*** Begin section ***
PR #527, opened 2022-03-07
Add alternative Dutch name to Belarus

flipflop97:
In the Netherlands, Belarus is considered an alternative (and in context of the current war almost primary) name to "Wit-Rusland". The [Dutch Wikipedia page](https://nl.wikipedia.org/wiki/Wit-Rusland) also states both names, so it would make sense to add this alternative and internationally used name.


aplaice (approved):
Yes, definitely! Thanks!

PR #529, opened 2022-03-07
Change "gekend" to "bekend" in Dutch country info

flipflop97:
The word "gekend" is incorrectly used here, and should be "bekend"


aplaice (approved):
Thanks! (Again, I can only verify via Wiktionary, googling of phrases and google translates, but to the extent I can tell this is probably the right change. (I tried to at least vaguely check, otherwise it'd mostly be a case of whose Dutch we trust more: yours or the original translator's. :)))

PR #530, opened 2022-03-07
Change "Beweerd" to "Geclaimd" in Dutch capital hint

flipflop97:
The word "Beweerd" is a translation of "Claimed" in another context, in this context "Geclaimd" is more accurate. It is also more consistent, as it is used in the translation for the hint of Israel.


aplaice (approved):
Thanks for these fixes!

PR #536, opened 2022-04-21
Remove 'European_Union' tag from United Kingdom

moritzhertler:
The UK has not been part of the EU since 2020. See [Brexit](https://en.wikipedia.org/wiki/Brexit).


aplaice (approved):
Oops! We had updated the EU map immediately (after the UK actually left), but not removed the UK's tag...

Thanks!

PR #537, opened 2022-04-23
Update to BrainBrew 0.3.8

### LINKED ISSUE #502: Upgrade to latest BrainBrew
This should hopefully be straightforward, if not completely trivial. (See #498 for potential errors.)

It might be useful, so that potential fixes (like for encoding issues) can be easily propagated to us as well.

<hr/>

I'll have a look soon-ish. I'm opening an issue to keep track and in case anybody has any comments.

aplaice:
Close #502.

I think that conversion both ways seems to work, now.

The recipes might not be the most idiomatic BrainBrew recipes, but I think they're correct.

AFAICT the contents of the output with `source_to_anki` with BrainBrew 0.3.6 is the same as with BrainBrew 0.3.2 (what we had been using until now), except that the deck JSONs are now all called `deck.json` (in line with the default changed name upstream in CrowdAnki) and that a couple of weird fields (`bfont`, `bsize`) have now been added (but AFAICT they do potentially have a useful function).

Import of the generated CrowdAnki decks seems to work correctly!

<hr/>

This should probably wait for the Polish translation to be merged, first!

<hr/>

I haven't implemented the switch to TSVs — we can do that later, if we want to!

<hr/>

For context, upgrading to latest BrainBrew is valuable, because it allows us to avail ourselves from all  improvements and bug fixes (e.g. hopefully the content encoding issues — if we've actually solved them...) that have been added to BrainBrew.


aplaice:
I'm squashing and merging, since AFAICT everything works.

If @ohare93 you have any improvement suggestions (which are now possible due to the newer BrainBrew!), we can incorporate them later on!  (I hope I didn't make too much of a mess. :/)

PR #547, opened 2022-06-28
Updated German Translations for two Country Names

pdeubel:
Updated the german translations for 

- Canary Islands
    - Was "Kanarischen Inseln", but should be "Kanarische Inseln" [Wikipedia DE](https://de.wikipedia.org/wiki/Kanarische_Inseln)
- Sahrawi Arab Democratic Republic
    - Was "Demokratische Arabische Republik Sahara (DARS)", but should be "Demokratische Arabische Republik Sahara" [Wikipedia DE](https://de.wikipedia.org/wiki/Demokratische_Arabische_Republik_Sahara)


aplaice (approved):
Thanks!

(Oops, you're right — it's "die Kanarischen Inseln" (with the article) but "Kanarische Inseln" (without the article).)

PR #555, opened 2022-07-23
[PL] Fix capital of Federated States of Micronesia

giovanni-cutri:
The name of the country was incorrectly reported as the capital.


axelboc (approved):
Good catch 🎣

PR #557, opened 2022-07-26
[FR] Fix wrong info about Kazakhstan capital

giovanni-cutri:
Just a small detail, the name of the month when the capital changed its name was wrong.


axelboc (approved):
🎣

PR #392, opened 2019-04-03
Update Gradle to 5.3.1

123Haynes:
This commit updates gradle to 5.3.1.   
To make the update possible all plugins were updated to the latest version as well.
*** End section ***
Could you please copy the lines of the listing above exactly, from its first line through the line bearing "The recipes might", and nothing more?

PR #527, opened 2022-03-07
Add alternative Dutch name to Belarus

flipflop97:
In the Netherlands, Belarus is considered an alternative (and in context of the current war almost primary) name to "Wit-Rusland". The [Dutch Wikipedia page](https://nl.wikipedia.org/wiki/Wit-Rusland) also states both names, so it would make sense to add this alternative and internationally used name.


aplaice (approved):
Yes, definitely! Thanks!

PR #529, opened 2022-03-07
Change "gekend" to "bekend" in Dutch country info

flipflop97:
The word "gekend" is incorrectly used here, and should be "bekend"


aplaice (approved):
Thanks! (Again, I can only verify via Wiktionary, googling of phrases and google translates, but to the extent I can tell this is probably the right change. (I tried to at least vaguely check, otherwise it'd mostly be a case of whose Dutch we trust more: yours or the original translator's. :)))

PR #530, opened 2022-03-07
Change "Beweerd" to "Geclaimd" in Dutch capital hint

flipflop97:
The word "Beweerd" is a translation of "Claimed" in another context, in this context "Geclaimd" is more accurate. It is also more consistent, as it is used in the translation for the hint of Israel.


aplaice (approved):
Thanks for these fixes!

PR #536, opened 2022-04-21
Remove 'European_Union' tag from United Kingdom

moritzhertler:
The UK has not been part of the EU since 2020. See [Brexit](https://en.wikipedia.org/wiki/Brexit).


aplaice (approved):
Oops! We had updated the EU map immediately (after the UK actually left), but not removed the UK's tag...

Thanks!

PR #537, opened 2022-04-23
Update to BrainBrew 0.3.8

### LINKED ISSUE #502: Upgrade to latest BrainBrew
This should hopefully be straightforward, if not completely trivial. (See #498 for potential errors.)

It might be useful, so that potential fixes (like for encoding issues) can be easily propagated to us as well.

<hr/>

I'll have a look soon-ish. I'm opening an issue to keep track and in case anybody has any comments.

aplaice:
Close #502.

I think that conversion both ways seems to work, now.

The recipes might not be the most idiomatic BrainBrew recipes, but I think they're correct.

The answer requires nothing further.